▶ **Exercise aim**
Work through the data below line by line and say how many lines hold "unavoidable"; give only the number.

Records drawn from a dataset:
┏━━

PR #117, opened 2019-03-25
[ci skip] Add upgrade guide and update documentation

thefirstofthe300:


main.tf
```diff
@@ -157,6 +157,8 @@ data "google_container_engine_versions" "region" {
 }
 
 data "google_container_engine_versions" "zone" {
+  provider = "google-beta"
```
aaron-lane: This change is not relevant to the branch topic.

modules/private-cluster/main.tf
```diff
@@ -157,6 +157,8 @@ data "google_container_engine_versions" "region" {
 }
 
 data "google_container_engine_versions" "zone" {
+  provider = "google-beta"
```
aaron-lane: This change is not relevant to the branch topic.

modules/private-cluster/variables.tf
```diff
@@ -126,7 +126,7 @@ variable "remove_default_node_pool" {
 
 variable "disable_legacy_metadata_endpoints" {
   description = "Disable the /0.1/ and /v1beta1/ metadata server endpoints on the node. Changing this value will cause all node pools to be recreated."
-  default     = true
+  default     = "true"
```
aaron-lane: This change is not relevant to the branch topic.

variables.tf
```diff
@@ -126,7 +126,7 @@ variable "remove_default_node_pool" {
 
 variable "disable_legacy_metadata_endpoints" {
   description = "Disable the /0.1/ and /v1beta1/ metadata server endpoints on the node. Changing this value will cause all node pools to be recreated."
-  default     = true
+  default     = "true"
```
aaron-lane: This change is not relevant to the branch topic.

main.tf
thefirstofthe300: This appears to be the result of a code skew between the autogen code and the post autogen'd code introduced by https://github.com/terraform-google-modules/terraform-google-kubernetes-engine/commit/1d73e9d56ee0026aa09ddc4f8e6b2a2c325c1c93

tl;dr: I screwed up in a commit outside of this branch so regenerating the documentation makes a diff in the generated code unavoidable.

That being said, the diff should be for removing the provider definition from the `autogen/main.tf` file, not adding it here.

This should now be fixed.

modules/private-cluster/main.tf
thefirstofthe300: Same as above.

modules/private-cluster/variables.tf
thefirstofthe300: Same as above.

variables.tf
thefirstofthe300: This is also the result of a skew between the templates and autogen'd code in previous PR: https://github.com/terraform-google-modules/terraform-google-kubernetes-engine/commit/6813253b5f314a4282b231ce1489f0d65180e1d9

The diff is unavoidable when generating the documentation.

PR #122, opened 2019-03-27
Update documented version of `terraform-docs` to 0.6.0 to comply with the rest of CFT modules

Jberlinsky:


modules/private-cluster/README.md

┗━━
┏━━

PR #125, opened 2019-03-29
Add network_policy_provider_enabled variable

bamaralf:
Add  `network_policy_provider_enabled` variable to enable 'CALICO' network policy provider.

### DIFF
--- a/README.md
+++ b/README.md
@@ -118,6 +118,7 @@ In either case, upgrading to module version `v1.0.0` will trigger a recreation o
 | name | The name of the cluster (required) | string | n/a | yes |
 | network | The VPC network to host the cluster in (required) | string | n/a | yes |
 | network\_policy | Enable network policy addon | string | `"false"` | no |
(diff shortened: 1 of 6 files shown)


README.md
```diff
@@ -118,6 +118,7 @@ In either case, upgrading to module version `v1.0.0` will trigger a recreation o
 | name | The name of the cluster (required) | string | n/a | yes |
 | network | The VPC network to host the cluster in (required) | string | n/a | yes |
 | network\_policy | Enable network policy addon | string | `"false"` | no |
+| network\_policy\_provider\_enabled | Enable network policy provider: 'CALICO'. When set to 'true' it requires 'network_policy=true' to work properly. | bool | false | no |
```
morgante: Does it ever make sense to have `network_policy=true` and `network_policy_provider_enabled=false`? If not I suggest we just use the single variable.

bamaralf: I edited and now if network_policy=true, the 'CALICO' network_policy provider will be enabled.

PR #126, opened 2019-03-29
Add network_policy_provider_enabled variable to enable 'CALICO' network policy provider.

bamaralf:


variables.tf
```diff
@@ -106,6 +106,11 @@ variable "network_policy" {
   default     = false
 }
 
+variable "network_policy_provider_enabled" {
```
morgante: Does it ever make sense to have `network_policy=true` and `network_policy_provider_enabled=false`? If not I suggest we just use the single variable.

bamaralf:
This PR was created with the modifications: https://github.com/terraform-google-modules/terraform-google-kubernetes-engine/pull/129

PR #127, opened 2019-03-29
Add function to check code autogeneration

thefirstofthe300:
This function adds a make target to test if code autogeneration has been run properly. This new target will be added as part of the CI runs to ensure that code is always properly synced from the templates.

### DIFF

┗━━

▶ **Completed task**
2